I am so sad about this -- and far less articulate than Edward.  Seamus Heaney holds an important place in this house.  Millie was introduced to Heaney's work (and I am pretty certain heard him read) at Columbia University.  The result (for me) were some wonderful gifts from Millie along with the admonition to read those books.  And I did.  Heaney read at Canisius College here in Buffalo last October to an overflowing hall.  I arrived less than ten minutes after the doors opened -- arrived that late because of miserable parking situation -- and took one of the last available seats.  He seemed physically frail that night, but his voice and mind were vigorous, and there was a wonderful Q and A afterwards full of anecdotes and humor along with wisdom about some dark times.  Buffalo had a very large Irish Catholic population.  They were out in force, and it was a remarkable evening.

Martha Deed

Edward Picot wrote:
A friend of mine met me up the High Street at lunchtime, and as he knows I'm interested in poetry, he called out to me that Seamus Heaney had just died. It was the last thing I was expecting to hear, and it took me a moment or two to make sense of what he was saying. "What? Seamus Heaney? Bloody hell." Then I found myself going through an extremely rapid process of mental readjustment. Right, so he's gone. He's not a contemporary poet any more. The contemporary poetry I grew up with is now a closed chapter, a thing of the past. So where are we now? What have we got left?

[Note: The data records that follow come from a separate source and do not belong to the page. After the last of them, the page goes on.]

PR #5932, opened 2023-04-25
Bundle msal-common into msal-browser

hectormmg:


lib/msal-browser/rollup.config.js
```diff
@@ -40,21 +40,14 @@ export default [
...
         preserveModules: false,
         output: [
             {
                 dir: "lib",
                 format: "cjs",
                 banner: fileHeader,
                 sourcemap: true,
-            },
-            {
-                dir: "lib",
```
hectormmg: Removing temporarily while I figure out how to avoid the error:

```
[!] RollupError: Invalid value "umd" for option "output.format" - UMD and IIFE output formats are not supported for code-splitting builds.
https://rollupjs.org/configuration-options/#output-format
```

PR #5933, opened 2023-04-26
Angular environment variables for angular15 sample

jo-arroyo:
Changes the Angular 15 sample app to use Angular environment variables.


tnorling (approved):

samples/msal-angular-v3-samples/angular15-sample-app/src/environments/environment.ts
```diff
@@ -3,7 +3,17 @@
 // The list of file replacements can be found in `angular.json`.
 
 export const environment = {
-  production: false
+  production: false,
+  msalConfig: {
+      auth: {
+          clientId: '',
```
derisen: nit: might use placeholders like "ENTER_CLIENT_ID" instead of empty strings here

derisen (approved):

samples/msal-angular-v3-samples/angular15-sample-app/src/environments/environment.ts
jo-arroyo: That's fair. Addressed and updated. Thanks!

PR #5940, opened 2023-04-27
changes to package.json, rollup config and tsconfig

shoatman:
- Added dev dependency on msal-common via file path
- Added msal-common to bundleDependencies (bundledDependencies - also would work I believe)
- Modified rollup config to create separate UMD and ES6 output
- NOTE: I haven't changed the package json to reflect the 2 new output locations.... we should probably look at package exports for this... i use the legacy approach in msal-browser currently.


tnorling:
Closing as we went in another direction with this

PR #5953, opened 2023-05-01
Bundle local version of msal-common into msal-browser

konstantin-msft:
- Declare `msal-common` as bundled dependency.
- Add `prepare` step to make lerna bootstrap local `msal-common` package.
- Update `prepack` step to filter out `msal-common` devDeps before publishing.

**_NOTE:_** `msal-common` is bundled under `node_modules` in tar file.


tnorling (approved):

hectormmg (approved):
Thanks, looks great!

peterzenz (approved):

PR #5967, opened 2023-05-02
Fix prepack hook

konstantin-msft:
- Fix prepack hook by building `msal-common` package before removing its non-production dependencies.

### DIFF
--- a/extensions/msal-node-extensions/package.json
+++ b/extensions/msal-node-extensions/package.json
@@ -34,7 +34,7 @@
     "lint": "cd ../../ && npm run lint:node:extensions",
     "lint:fix": "npm run lint -- -- --fix",
     "prepare": "npm install ../../lib/msal-common",
-    "prepack": "cd ../../lib/msal-common && npm install --production && cd ../../extensions/msal-node-extensions && npm run build:all"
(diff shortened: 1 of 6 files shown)


hectormmg (approved):

peterzenz (approved):

extensions/msal-node-extensions/package.json
```diff
@@ -34,7 +34,7 @@
     "lint": "cd ../../ && npm run lint:node:extensions",
     "lint:fix": "npm run lint -- -- --fix",
     "prepare": "npm install ../../lib/msal-common",
-    "prepack": "cd ../../lib/msal-common && npm install --production && cd ../../extensions/msal-node-extensions && npm run build:all"
+    "prepack": "npm run build:all && cd ../../lib/msal-common && npm install --production && cd ../../extensions/msal-node-extensions"
```
tnorling, line 37: Don't think I understand what's happening here...

konstantin-msft: We are removing `msal-common` non-production dependencies before packing.

tnorling: Why do we need to install common's dependencies AFTER building it? And why do we then change back to the extensions directory? All the steps after the build feel unnecessary, what am I missing?

PR #6004, opened 2023-05-10
Update rxjs dev dependency for MSAL Angular

jo-arroyo:
Updates RxJS dev dependency for MSAL Angular to allow e2e tests to run properly.

### DIFF
--- a/lib/msal-angular/package.json
+++ b/lib/msal-angular/package.json
@@ -65,7 +65,7 @@
     "karma-jasmine-html-reporter": "^2.0.0",
     "ng-packagr": "^15.1.2",
     "prettier": "2.8.7",
-    "rxjs": "^7.0.0",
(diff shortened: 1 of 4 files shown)


lib/msal-angular/package.json
```diff
@@ -75,4 +75,4 @@
     "@azure/msal-browser": "^3.0.0-alpha.1",
     "rxjs": "^7.0.0"
```
tnorling, line 76: Was this an issue specific to our sample or do we need to update the peer dependency as well?

jo-arroyo: This was specifically for our CI E2E tests and shouldn't affect our customers. Samples with different RxJS versions work fine with the peer dependency of ^7.0.0.

tnorling (approved):

peterzenz (approved):

PR #6007, opened 2023-05-10
Remove MSAL Angular v1, v2, and AngularJS samples from dev

jo-arroyo:


jo-arroyo:
Wrong base, closing in favor of #6008.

When I was at school in the 1970s, it seemed to me and my contemporaries, those of us who took an interest in that kind of thing, that there were three big voices in British poetry: Philip Larkin, Ted Hughes and Seamus Heaney. At the time they were all still alive and publishing. Larkin and Hughes tended to be regarded as opposites to each other: Larkin was "genteel", nostalgic and inhibited, and wrote rueful poems about his own inability to live life to the full; whereas Hughes was "violent" and "extreme" and wrote about the natural world in an extremely un-picturesque manner, emphasising its sexuality and brutality. Heaney, the youngest of the three, was a bit like a synthesis of the other two in some respects: some of the forcefulness of Hughes, but also some of the restraint and rueful self-awareness of Larkin. Then, as the years went by, Heaney became the most celebrated and was often regarded as the most "important", largely because he ticked a lot of politically-correct boxes: he was a Catholic from Northern Ireland, which meant that he came from a disadvantaged minority background, and he wrote poems about the Troubles, of which he had first-hand experience, which meant that he appealed to middle-class literate readers on the mainland (like me), who felt uneasy and guilty about the conflict in Northern Ireland but usually had only a vague sense of what was going on there, how it had started or what could be done about it.

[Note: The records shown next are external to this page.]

PR #6011, opened 2023-05-11
Support tenant switching for tenant domain names

konstantin-msft:
- Support tenant switching for tenant domain names.
- Move `replaceTenant()` into `replacePath()`.

### DIFF
--- a/lib/msal-common/src/authority/Authority.ts
+++ b/lib/msal-common/src/authority/Authority.ts
@@ -59,7 +59,13 @@ export class Authority {
     // Correlation Id
     protected correlationId: string | undefined;
     // Reserved tenant domain names that will not be replaced with tenant id
-    private static reservedTenantDomains: Set<string> = new Set([Constants.DEFAULT_COMMON_TENANT, "{tenant}", "{tenantid}"]);
+    private static reservedTenantDomains: Set<string> = new Set([
+        Constants.DEFAULT_COMMON_TENANT,
+        "{tenant}",
+        "{tenantid}",
+        "consumers",
+        "organizations"
+    ]);
 
     constructor(
         authority: string,
@@ -235,11 +241,11 @@ export class Authority {
     }
 
     /**
-     * Returns a flag indicating that authority {@link IUri} type is AAD
+     * Returns a flag indicating that tenant name can be replaced in authority {@link IUri}
      * @param authorityUri {@link IUri}
      * @private
      */
-    private isAADAuthority(authorityUri: IUri): boolean {
+    private canReplaceTenant(authorityUri: IUri): boolean {
         return authorityUri.PathSegments.length === 1
             && !Authority.reservedTenantDomains.has(authorityUri.PathSegments[0])
             && this.getAuthorityType(authorityUri) === AuthorityType.Default
@@ -267,7 +273,7 @@ export class Authority {
 
         currentAuthorityParts.forEach((currentPart, index) => {
             let cachedPart = cachedAuthorityParts[index];
-            if (index === 0 && this.isAADAuthority(cachedAuthorityUrlComponents))
+            if (index === 0 && this.canReplaceTenant(cachedAuthorityUrlComponents))
             {
                 const tenantId = (new UrlString(this.metadata.authorization_endpoint)).getUrlComponents().PathSegments[0];
                 /**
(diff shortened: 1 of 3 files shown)


lib/msal-common/src/authority/Authority.ts
```diff
@@ -220,13 +228,24 @@ export class Authority {
...
     }
 
+    /**
+     * Returns a flag indicating that authority {@link IUri} type is AAD
+     * @param authorityUri {@link IUri}
+     * @private
+     */
+    private isAADAuthority(authorityUri: IUri): boolean {
+        return authorityUri.PathSegments.length === 1
+            && !Authority.reservedTenantDomains.has(authorityUri.PathSegments[0])
```
tnorling, line 250: An authority with these reservedDomains could still be (is probably) an AAD authority. If you still need to do this check, can we do it at the call-site? Alternatively, we could rename the method to something more accurate. Something like `canReplaceTenant` perhaps?

lib/msal-common/src/authority/Authority.ts
```diff
@@ -55,6 +58,8 @@ export class Authority {
     protected performanceClient: IPerformanceClient | undefined;
     // Correlation Id
     protected correlationId: string | undefined;
+    // Reserved tenant domain names that will not be replaced with tenant id
+    private static reservedTenantDomains: Set<string> = new Set([Constants.DEFAULT_COMMON_TENANT, "{tenant}", "{tenantid}"]);
```
tnorling: Super nitpicky - does this have to be a Set or can it be a basic array? Also, let's include the `consumers` and `organizations` reserved words here as well

lib/msal-common/src/authority/Authority.ts
konstantin-msft: That's a good point, thank you. Renamed to `canReplaceTenant`.

lib/msal-common/src/authority/Authority.ts
konstantin-msft: I use Set for faster lookups. Added additional items, thank you!

lib/msal-common/src/authority/Authority.ts
```diff
@@ -55,6 +58,14 @@ export class Authority {
     protected performanceClient: IPerformanceClient | undefined;
     // Correlation Id
     protected correlationId: string | undefined;
+    // Reserved tenant domain names that will not be replaced with tenant id
+    private static reservedTenantDomains: Set<string> = new Set([
+        Constants.DEFAULT_COMMON_TENANT,
+        "{tenant}",
+        "{tenantid}",
+        "consumers",
```
tnorling: You can use this enum for authority constants FYI: https://github.com/AzureAD/microsoft-authentication-library-for-js/blob/eeb136bcb815f32f931fda39d6f9e99d6be29a17/lib/msal-common/src/utils/Constants.ts#LL104C19-L104C19

konstantin-msft: Good point, done.

tnorling (approved):

lib/msal-common/src/authority/Authority.ts
```diff
@@ -55,6 +58,14 @@ export class Authority {
     protected performanceClient: IPerformanceClient | undefined;
     // Correlation Id
     protected correlationId: string | undefined;
+    // Reserved tenant domain names that will not be replaced with tenant id
+    private static reservedTenantDomains: Set<string> = (new Set([
```
sameerag, line 62: nit: The first two are replacement strings and not technically part of the `authority`. The next three are STS understood `authority strings`. Can we separate them conceptually?

lib/msal-common/src/authority/Authority.ts
```diff
@@ -220,13 +234,24 @@ export class Authority {
...
 
+    /**
+     * Returns a flag indicating that tenant name can be replaced in authority {@link IUri}
+     * @param authorityUri {@link IUri}
+     * @private
+     */
+    private canReplaceTenant(authorityUri: IUri): boolean {
+        return authorityUri.PathSegments.length === 1
+            && !Authority.reservedTenantDomains.has(authorityUri.PathSegments[0])
+            && this.getAuthorityType(authorityUri) === AuthorityType.Default
```
sameerag, line 251: As an aside: @tnorling do you think it is time we identity B2C as its own `authorityType`?

lib/msal-common/src/authority/Authority.ts
konstantin-msft: The only purpose of this Set is to filter out names that should not be replaced with tenant id. I am not sure it would be better to split it into pars.

sameerag (approved):
Approved with a few comments

PR #6045, opened 2023-05-19
removed unneeded method definitions from controller interface

shoatman:
- Removed method definitions from the IController interface that did not belong there (Looks like doing so did not break any build.... will check the end 2 end tests to confirm)

### DIFF
--- a/lib/msal-browser/src/controllers/IController.ts
+++ b/lib/msal-browser/src/controllers/IController.ts
@@ -8,8 +8,6 @@ import {
     AccountInfo,
     Logger,
     PerformanceCallbackFunction,
-    IPerformanceClient,
-    ICrypto,
     CommonSilentFlowRequest,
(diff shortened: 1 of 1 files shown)


tnorling (commented):
You can probably remove `acquireTokenNative` and `acquireTokenByRefreshToken` from this as well. Those are implementation details.

Also changelog?

konstantin-msft (changes requested):
These methods are used by the 1p library, please do not remove.

shoatman:
> These methods are used by the 1p library, please do not remove.

Which methods?

konstantin-msft:
> > These methods are used by the 1p library, please do not remove.
> 
> Which methods?

All of them

tnorling:
Closing as a lot of this has been addressed and the remaining ones will be addressed

PR #7036, opened 2024-04-16
Instrument server error number

konstantin-msft:
- Instrument server error number.

### DIFF
--- a/lib/msal-common/src/response/ResponseHandler.ts
+++ b/lib/msal-common/src/response/ResponseHandler.ts
@@ -56,7 +56,7 @@ import * as CacheHelpers from "../cache/utils/CacheHelpers";
 function parseServerErrorNo(
     serverResponse: ServerAuthorizationCodeResponse
 ): string | undefined {
-    const errorCodePrefix = "error_code=";
+    const errorCodePrefix = "code=";
     const errorCodePrefixIndex =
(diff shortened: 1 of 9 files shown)


hectormmg (approved):

lib/msal-common/src/response/ResponseHandler.ts
```diff
@@ -53,6 +53,19 @@ import {
...
 
+function parseServerErrorNo(
+    serverResponse: ServerAuthorizationCodeResponse
+): string | undefined {
+    const errorCodePrefix = "code=";
+    const errorCodePrefixIndex =
+        serverResponse.error_uri?.lastIndexOf(errorCodePrefix);
+    return errorCodePrefixIndex && errorCodePrefixIndex >= 0
+        ? serverResponse.error_uri?.substring(
+              errorCodePrefixIndex + errorCodePrefix.length
```
tnorling, line 64: Are we sure it will always be the last item? Would it be more robust to take all numbers between "AADSTS" and ":" in the message?

tnorling (approved):

lib/msal-common/src/response/ResponseHandler.ts
konstantin-msft: `error_uri` looks like a better option in terms of performance. It is not mutable AFAIK.

PR #7039, opened 2024-04-18
Added initialize() to isAuthenticated() function to correctly handle redirects correctly

exhaler:
After logging in, if we input into the address bar `http://localhost:3000/profile` this would fail authentication and redirect to `/failed`. The reason is because `isAuthenticated()` does not have `.initialize()` and throws an error

> {
>     "errorCode": "uninitialized_public_client_application",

It became a bit difficult to separate Heaney's real achievements as a poet from the reasons for which his poetry attracted attention. His "breakthrough" collection was North, in which he came out with a sequence of poems that linked the situation in Ireland to the subsurface of the Irish landscape - in particular to the bodies of sacrificial victims which had been exhumed from peat bogs. The present-day Troubles, he suggested, could be linked to ancient tribal habits of mind and behaviour, and perhaps to an innate human tendency for groups of people to define and reassure themselves by committing violent acts on scapegoats and outsiders. In other poems he compared English soldiers to Roman legionaries, suggesting that they had a more cerebral and less instinctive view of life than the Irish natives - the English were sky-worshippers, whereas the Irish were earth-worshippers. In retrospect this oblique, symbolic and mythologising approach to the subject-matter of the Troubles looks both necessary and unhelpful. You can see how it would have been essential to Heaney to find his own way of writing about them, rather than approaching them head-on; how he was trying to avoid getting stuck inside any particular sectarian viewpoint or political agenda. On the other hand, some of the poems deal with the Troubles by a process of "stacking up" symbolic meanings and associations, as one critic put it, rather than talking about the nitty-gritty of what's actually happening. The results can sometimes have more than a tinge of swotty earnestness about them.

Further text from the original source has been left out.